§ **Directions for this task**: For the word "resolved", state how many lines of the listing below contain it. Give the number and nothing more.

____

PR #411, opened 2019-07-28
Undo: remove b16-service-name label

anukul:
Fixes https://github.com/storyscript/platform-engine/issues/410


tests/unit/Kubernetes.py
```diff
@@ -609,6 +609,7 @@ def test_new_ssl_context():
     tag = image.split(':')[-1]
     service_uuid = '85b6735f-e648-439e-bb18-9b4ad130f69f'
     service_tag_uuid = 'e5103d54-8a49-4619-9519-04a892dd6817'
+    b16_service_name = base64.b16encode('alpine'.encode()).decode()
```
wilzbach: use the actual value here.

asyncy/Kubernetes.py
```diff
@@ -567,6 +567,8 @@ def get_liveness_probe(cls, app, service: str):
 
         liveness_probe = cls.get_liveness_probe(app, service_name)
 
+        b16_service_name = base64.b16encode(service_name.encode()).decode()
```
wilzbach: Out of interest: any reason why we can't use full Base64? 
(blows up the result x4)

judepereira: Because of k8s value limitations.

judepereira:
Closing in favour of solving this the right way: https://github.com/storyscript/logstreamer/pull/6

____

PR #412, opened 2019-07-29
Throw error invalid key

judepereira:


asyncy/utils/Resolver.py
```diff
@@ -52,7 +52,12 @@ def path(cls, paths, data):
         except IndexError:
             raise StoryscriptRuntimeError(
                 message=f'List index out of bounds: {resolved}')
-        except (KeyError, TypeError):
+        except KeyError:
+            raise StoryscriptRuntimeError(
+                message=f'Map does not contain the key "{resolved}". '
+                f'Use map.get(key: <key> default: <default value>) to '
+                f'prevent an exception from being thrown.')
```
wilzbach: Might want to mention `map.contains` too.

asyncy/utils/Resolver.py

____

§ **Task solution**: 2